# Data shown
----
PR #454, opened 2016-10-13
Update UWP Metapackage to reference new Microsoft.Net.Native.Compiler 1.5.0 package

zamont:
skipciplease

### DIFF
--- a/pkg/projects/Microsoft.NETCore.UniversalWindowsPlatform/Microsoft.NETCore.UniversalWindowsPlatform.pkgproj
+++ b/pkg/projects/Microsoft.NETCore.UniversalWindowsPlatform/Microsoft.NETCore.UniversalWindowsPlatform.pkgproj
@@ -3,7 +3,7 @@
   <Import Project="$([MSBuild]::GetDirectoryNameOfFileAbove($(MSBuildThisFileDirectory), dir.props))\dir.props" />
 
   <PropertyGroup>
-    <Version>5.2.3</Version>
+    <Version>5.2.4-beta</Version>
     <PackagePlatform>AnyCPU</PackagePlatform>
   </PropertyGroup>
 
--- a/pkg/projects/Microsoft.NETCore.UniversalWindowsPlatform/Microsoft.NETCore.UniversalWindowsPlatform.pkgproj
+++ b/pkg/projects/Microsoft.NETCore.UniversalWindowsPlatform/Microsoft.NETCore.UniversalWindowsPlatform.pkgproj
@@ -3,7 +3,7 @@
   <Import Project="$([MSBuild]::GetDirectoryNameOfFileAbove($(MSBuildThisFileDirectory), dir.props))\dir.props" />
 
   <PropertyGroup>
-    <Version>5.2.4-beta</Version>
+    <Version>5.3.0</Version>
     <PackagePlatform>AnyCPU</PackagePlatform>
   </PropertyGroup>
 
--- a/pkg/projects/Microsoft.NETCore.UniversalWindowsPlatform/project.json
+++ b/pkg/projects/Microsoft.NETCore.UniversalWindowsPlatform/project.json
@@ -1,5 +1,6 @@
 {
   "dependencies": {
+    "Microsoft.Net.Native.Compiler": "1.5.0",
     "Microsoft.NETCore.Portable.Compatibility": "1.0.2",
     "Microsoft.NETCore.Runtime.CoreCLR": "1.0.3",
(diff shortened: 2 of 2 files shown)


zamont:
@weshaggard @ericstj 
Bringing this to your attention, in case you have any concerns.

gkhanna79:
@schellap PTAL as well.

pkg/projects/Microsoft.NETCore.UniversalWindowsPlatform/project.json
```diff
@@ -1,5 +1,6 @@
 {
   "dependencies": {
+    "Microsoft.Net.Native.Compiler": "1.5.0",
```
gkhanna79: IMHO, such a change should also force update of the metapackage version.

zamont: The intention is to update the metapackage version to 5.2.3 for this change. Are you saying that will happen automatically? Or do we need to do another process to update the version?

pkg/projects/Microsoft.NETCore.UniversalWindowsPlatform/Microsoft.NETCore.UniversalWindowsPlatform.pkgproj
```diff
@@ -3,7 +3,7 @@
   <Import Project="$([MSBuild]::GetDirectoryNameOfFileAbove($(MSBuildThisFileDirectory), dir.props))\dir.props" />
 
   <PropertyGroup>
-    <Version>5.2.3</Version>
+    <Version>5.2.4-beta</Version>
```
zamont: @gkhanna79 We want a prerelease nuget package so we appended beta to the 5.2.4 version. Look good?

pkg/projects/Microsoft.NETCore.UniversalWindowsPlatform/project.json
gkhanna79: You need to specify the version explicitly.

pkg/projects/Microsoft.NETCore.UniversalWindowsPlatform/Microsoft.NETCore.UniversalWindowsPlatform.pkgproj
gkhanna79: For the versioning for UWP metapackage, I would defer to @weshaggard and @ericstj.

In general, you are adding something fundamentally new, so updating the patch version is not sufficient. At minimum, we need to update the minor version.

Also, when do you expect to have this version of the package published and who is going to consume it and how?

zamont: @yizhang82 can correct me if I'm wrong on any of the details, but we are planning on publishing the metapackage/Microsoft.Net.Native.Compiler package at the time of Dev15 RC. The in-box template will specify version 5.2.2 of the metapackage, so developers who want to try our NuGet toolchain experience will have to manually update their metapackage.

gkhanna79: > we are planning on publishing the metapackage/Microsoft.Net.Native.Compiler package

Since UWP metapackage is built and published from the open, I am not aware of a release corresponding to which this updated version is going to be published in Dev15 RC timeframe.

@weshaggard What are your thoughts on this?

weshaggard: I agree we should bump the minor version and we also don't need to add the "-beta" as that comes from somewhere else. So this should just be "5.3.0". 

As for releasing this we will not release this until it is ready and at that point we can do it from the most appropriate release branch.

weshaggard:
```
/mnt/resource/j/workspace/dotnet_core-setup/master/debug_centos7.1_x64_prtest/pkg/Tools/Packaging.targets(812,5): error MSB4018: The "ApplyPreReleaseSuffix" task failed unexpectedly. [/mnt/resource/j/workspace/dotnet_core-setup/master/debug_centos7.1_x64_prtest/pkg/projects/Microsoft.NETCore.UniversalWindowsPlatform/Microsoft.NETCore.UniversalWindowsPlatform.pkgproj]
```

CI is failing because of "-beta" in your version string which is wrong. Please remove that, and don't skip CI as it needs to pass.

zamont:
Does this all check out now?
----
# Assignment
Transcribe all of the records exactly.

# Task solution
PR #454, opened 2016-10-13
Update UWP Metapackage to reference new Microsoft.Net.Native.Compiler 1.5.0 package

zamont:
skipciplease

### DIFF
--- a/pkg/projects/Microsoft.NETCore.UniversalWindowsPlatform/Microsoft.NETCore.UniversalWindowsPlatform.pkgproj
+++ b/pkg/projects/Microsoft.NETCore.UniversalWindowsPlatform/Microsoft.NETCore.UniversalWindowsPlatform.pkgproj
@@ -3,7 +3,7 @@
   <Import Project="$([MSBuild]::GetDirectoryNameOfFileAbove($(MSBuildThisFileDirectory), dir.props))\dir.props" />
 
   <PropertyGroup>
-    <Version>5.2.3</Version>
+    <Version>5.2.4-beta</Version>
     <PackagePlatform>AnyCPU</PackagePlatform>
   </PropertyGroup>
 
--- a/pkg/projects/Microsoft.NETCore.UniversalWindowsPlatform/Microsoft.NETCore.UniversalWindowsPlatform.pkgproj
+++ b/pkg/projects/Microsoft.NETCore.UniversalWindowsPlatform/Microsoft.NETCore.UniversalWindowsPlatform.pkgproj
@@ -3,7 +3,7 @@
   <Import Project="$([MSBuild]::GetDirectoryNameOfFileAbove($(MSBuildThisFileDirectory), dir.props))\dir.props" />
 
   <PropertyGroup>
-    <Version>5.2.4-beta</Version>
+    <Version>5.3.0</Version>
     <PackagePlatform>AnyCPU</PackagePlatform>
   </PropertyGroup>
 
--- a/pkg/projects/Microsoft.NETCore.UniversalWindowsPlatform/project.json
+++ b/pkg/projects/Microsoft.NETCore.UniversalWindowsPlatform/project.json
@@ -1,5 +1,6 @@
 {
   "dependencies": {
+    "Microsoft.Net.Native.Compiler": "1.5.0",
     "Microsoft.NETCore.Portable.Compatibility": "1.0.2",
     "Microsoft.NETCore.Runtime.CoreCLR": "1.0.3",
(diff shortened: 2 of 2 files shown)


zamont:
@weshaggard @ericstj 
Bringing this to your attention, in case you have any concerns.

gkhanna79:
@schellap PTAL as well.

pkg/projects/Microsoft.NETCore.UniversalWindowsPlatform/project.json
```diff
@@ -1,5 +1,6 @@
 {
   "dependencies": {
+    "Microsoft.Net.Native.Compiler": "1.5.0",
```
gkhanna79: IMHO, such a change should also force update of the metapackage version.

zamont: The intention is to update the metapackage version to 5.2.3 for this change. Are you saying that will happen automatically? Or do we need to do another process to update the version?

pkg/projects/Microsoft.NETCore.UniversalWindowsPlatform/Microsoft.NETCore.UniversalWindowsPlatform.pkgproj
```diff
@@ -3,7 +3,7 @@
   <Import Project="$([MSBuild]::GetDirectoryNameOfFileAbove($(MSBuildThisFileDirectory), dir.props))\dir.props" />
 
   <PropertyGroup>
-    <Version>5.2.3</Version>
+    <Version>5.2.4-beta</Version>
```
zamont: @gkhanna79 We want a prerelease nuget package so we appended beta to the 5.2.4 version. Look good?

pkg/projects/Microsoft.NETCore.UniversalWindowsPlatform/project.json
gkhanna79: You need to specify the version explicitly.

pkg/projects/Microsoft.NETCore.UniversalWindowsPlatform/Microsoft.NETCore.UniversalWindowsPlatform.pkgproj
gkhanna79: For the versioning for UWP metapackage, I would defer to @weshaggard and @ericstj.

In general, you are adding something fundamentally new, so updating the patch version is not sufficient. At minimum, we need to update the minor version.

Also, when do you expect to have this version of the package published and who is going to consume it and how?

zamont: @yizhang82 can correct me if I'm wrong on any of the details, but we are planning on publishing the metapackage/Microsoft.Net.Native.Compiler package at the time of Dev15 RC. The in-box template will specify version 5.2.2 of the metapackage, so developers who want to try our NuGet toolchain experience will have to manually update their metapackage.

gkhanna79: > we are planning on publishing the metapackage/Microsoft.Net.Native.Compiler package

Since UWP metapackage is built and published from the open, I am not aware of a release corresponding to which this updated version is going to be published in Dev15 RC timeframe.

@weshaggard What are your thoughts on this?

weshaggard: I agree we should bump the minor version and we also don't need to add the "-beta" as that comes from somewhere else. So this should just be "5.3.0". 

As for releasing this we will not release this until it is ready and at that point we can do it from the most appropriate release branch.

weshaggard:
```
/mnt/resource/j/workspace/dotnet_core-setup/master/debug_centos7.1_x64_prtest/pkg/Tools/Packaging.targets(812,5): error MSB4018: The "ApplyPreReleaseSuffix" task failed unexpectedly. [/mnt/resource/j/workspace/dotnet_core-setup/master/debug_centos7.1_x64_prtest/pkg/projects/Microsoft.NETCore.UniversalWindowsPlatform/Microsoft.NETCore.UniversalWindowsPlatform.pkgproj]
```

CI is failing because of "-beta" in your version string which is wrong. Please remove that, and don't skip CI as it needs to pass.

zamont:
Does this all check out now?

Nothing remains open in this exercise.